**Task description:** Your answer should hold all lines of the entries that include the word "requests".

**Available data:**
Segment Open

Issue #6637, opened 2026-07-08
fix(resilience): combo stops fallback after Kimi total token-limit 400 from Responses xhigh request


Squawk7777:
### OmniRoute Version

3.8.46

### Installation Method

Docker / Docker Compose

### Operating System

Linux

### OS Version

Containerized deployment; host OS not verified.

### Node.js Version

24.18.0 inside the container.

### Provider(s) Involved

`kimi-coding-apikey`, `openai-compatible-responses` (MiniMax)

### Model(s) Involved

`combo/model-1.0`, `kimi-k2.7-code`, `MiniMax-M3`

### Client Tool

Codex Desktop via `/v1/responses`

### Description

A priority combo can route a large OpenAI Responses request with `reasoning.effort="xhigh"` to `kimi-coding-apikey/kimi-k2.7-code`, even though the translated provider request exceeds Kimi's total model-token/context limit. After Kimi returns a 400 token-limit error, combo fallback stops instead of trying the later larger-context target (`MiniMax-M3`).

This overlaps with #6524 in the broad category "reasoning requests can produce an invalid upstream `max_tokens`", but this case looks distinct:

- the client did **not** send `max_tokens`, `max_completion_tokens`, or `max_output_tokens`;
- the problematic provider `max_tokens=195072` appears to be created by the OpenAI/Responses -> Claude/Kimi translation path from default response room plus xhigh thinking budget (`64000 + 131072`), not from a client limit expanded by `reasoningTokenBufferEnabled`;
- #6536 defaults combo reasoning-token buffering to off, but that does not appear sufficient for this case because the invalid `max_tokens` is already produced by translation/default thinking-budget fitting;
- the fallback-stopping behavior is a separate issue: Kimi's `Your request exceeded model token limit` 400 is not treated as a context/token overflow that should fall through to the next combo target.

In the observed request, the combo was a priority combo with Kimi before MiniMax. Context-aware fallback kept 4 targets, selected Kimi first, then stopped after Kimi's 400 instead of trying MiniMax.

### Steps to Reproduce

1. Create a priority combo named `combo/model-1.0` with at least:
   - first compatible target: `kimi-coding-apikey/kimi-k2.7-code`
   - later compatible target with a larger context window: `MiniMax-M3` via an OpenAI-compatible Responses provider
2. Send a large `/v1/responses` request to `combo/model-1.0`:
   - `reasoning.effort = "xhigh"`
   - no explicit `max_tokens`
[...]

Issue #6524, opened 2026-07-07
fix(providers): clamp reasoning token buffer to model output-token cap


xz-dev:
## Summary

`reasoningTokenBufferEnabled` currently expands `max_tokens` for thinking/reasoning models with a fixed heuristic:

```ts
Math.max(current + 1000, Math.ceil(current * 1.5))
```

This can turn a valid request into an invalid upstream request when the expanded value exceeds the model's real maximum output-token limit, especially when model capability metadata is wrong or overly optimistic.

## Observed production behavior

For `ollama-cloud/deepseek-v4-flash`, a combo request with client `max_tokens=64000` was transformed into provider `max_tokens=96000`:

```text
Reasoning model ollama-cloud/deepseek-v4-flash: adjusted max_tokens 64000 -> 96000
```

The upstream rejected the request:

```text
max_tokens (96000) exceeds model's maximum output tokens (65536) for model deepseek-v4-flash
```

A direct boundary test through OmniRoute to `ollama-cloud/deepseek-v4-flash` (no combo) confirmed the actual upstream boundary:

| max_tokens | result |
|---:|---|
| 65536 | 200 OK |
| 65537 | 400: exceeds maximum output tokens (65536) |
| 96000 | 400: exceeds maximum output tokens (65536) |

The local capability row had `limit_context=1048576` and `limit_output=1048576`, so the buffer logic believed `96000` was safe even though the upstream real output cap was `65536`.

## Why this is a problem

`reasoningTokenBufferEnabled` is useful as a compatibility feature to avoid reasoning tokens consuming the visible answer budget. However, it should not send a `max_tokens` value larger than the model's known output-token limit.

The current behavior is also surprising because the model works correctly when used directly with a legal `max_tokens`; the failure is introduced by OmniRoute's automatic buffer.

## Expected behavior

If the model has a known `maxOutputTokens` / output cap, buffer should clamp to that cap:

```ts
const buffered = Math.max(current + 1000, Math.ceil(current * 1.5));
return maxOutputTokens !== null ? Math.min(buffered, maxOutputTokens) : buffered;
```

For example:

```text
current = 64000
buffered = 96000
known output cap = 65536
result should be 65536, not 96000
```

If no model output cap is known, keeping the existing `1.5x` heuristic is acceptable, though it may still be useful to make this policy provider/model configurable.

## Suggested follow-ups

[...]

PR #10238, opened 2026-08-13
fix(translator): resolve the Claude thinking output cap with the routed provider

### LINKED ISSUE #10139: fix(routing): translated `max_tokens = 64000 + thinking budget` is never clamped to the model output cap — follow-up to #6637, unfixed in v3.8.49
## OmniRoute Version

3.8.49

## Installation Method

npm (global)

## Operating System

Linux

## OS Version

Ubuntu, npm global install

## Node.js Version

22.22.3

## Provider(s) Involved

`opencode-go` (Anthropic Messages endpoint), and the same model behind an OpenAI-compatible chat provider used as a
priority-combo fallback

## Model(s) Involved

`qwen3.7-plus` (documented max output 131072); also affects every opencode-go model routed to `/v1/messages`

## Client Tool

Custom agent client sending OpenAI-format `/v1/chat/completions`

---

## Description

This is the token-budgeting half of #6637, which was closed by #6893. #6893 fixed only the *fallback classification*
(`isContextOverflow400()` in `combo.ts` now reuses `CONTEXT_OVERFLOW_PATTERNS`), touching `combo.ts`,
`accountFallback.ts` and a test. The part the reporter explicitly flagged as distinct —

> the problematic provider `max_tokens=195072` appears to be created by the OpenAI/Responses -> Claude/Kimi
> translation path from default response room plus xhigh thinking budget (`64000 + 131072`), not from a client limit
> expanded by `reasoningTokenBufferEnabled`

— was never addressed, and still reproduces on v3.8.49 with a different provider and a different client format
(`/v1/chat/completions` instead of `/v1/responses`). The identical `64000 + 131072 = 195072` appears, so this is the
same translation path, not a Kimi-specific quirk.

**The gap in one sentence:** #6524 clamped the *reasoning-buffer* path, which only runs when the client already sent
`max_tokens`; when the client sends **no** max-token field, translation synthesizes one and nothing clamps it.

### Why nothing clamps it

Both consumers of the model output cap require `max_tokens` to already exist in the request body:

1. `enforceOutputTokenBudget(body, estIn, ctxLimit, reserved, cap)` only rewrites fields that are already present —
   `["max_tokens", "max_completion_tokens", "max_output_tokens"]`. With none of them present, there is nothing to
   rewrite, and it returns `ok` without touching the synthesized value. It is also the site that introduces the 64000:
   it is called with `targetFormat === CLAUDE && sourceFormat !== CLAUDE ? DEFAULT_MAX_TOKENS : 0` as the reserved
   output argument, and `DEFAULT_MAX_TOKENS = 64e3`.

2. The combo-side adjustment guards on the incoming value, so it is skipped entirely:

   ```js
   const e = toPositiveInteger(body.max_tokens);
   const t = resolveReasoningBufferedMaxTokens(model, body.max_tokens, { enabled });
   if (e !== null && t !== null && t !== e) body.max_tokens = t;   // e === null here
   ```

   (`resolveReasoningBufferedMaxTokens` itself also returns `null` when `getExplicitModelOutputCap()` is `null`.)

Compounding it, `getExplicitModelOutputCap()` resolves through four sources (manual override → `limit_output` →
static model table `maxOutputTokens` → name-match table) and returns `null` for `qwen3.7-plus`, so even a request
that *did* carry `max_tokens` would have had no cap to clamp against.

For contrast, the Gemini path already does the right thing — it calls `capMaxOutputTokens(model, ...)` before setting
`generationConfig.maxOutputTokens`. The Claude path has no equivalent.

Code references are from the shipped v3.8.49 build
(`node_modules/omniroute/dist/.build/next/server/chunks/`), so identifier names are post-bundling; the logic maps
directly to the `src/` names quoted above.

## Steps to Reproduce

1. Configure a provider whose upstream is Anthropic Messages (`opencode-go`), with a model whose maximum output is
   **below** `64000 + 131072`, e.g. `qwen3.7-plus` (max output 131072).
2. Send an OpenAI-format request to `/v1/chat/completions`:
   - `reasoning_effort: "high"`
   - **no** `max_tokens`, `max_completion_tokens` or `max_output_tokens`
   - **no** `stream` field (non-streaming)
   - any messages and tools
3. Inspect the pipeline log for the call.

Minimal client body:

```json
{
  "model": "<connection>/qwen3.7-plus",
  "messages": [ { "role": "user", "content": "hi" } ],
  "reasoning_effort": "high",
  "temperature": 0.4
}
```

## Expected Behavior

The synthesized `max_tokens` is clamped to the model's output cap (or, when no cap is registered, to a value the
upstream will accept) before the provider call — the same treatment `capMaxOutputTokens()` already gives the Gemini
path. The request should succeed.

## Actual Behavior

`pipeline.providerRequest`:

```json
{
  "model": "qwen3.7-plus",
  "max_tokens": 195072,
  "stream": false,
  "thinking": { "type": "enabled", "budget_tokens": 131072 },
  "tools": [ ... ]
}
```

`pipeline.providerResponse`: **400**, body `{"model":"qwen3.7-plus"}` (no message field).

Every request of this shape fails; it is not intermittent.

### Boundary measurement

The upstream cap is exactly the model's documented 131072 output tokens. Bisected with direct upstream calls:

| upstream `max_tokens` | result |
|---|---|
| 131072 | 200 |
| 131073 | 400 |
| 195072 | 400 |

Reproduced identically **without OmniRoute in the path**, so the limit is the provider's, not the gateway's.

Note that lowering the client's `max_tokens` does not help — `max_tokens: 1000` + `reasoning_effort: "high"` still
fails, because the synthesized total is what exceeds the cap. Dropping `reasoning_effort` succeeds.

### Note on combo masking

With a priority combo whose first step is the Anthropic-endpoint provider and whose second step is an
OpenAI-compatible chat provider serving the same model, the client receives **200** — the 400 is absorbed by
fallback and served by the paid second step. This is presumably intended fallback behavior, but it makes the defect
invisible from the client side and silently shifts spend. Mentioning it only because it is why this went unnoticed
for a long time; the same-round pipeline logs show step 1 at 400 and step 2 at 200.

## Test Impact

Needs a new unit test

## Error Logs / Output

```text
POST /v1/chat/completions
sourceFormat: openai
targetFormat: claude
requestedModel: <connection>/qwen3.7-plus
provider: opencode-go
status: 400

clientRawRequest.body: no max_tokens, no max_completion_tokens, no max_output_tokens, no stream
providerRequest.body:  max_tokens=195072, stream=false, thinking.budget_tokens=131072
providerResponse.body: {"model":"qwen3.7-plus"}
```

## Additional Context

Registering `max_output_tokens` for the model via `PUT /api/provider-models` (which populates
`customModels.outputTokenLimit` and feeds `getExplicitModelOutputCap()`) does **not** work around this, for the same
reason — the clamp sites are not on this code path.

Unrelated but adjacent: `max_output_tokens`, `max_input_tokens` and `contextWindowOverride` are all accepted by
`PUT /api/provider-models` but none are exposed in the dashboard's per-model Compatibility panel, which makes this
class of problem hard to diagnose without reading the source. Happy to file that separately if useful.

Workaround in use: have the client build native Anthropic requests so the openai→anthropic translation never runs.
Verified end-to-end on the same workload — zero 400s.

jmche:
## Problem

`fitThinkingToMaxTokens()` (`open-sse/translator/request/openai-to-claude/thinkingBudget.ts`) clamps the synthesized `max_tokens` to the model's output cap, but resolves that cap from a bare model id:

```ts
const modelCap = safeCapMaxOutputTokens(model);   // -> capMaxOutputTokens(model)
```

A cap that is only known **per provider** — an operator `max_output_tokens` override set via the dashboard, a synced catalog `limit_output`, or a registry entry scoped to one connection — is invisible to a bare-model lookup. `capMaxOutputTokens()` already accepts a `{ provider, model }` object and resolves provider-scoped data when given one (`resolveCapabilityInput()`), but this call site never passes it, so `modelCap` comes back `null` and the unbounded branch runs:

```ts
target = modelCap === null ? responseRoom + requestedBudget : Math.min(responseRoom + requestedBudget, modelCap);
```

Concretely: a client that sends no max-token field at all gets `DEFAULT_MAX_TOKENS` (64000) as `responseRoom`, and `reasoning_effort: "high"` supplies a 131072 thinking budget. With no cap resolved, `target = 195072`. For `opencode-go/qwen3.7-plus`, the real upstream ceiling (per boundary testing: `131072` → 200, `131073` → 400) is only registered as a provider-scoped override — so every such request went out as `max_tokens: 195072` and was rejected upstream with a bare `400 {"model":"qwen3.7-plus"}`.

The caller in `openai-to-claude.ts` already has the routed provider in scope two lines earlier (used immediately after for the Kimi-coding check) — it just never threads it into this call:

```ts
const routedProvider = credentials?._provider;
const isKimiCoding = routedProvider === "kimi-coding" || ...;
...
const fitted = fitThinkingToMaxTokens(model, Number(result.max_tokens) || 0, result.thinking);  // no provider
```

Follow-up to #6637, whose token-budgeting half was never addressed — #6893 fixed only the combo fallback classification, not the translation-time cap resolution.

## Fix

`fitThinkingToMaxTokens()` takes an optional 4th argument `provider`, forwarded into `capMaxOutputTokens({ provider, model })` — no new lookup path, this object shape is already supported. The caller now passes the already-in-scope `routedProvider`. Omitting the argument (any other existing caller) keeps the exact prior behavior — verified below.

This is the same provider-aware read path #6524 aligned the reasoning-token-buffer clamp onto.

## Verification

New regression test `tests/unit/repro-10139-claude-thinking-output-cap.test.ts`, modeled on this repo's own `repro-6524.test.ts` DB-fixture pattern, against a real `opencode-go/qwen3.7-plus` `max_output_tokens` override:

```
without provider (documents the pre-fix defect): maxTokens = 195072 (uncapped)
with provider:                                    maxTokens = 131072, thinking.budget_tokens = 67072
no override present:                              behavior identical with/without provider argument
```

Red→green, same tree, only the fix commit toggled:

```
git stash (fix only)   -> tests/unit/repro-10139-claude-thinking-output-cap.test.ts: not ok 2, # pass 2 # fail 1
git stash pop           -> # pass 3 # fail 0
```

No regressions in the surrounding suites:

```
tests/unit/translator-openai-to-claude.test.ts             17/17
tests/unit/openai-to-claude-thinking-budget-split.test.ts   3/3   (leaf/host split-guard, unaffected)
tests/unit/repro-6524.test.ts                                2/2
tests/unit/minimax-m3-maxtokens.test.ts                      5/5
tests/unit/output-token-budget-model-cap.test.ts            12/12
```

Segment Closed

**Expected output:**
This overlaps with #6524 in the broad category "reasoning requests can produce an invalid upstream `max_tokens`", but this case looks distinct:
Workaround in use: have the client build native Anthropic requests so the openai→anthropic translation never runs.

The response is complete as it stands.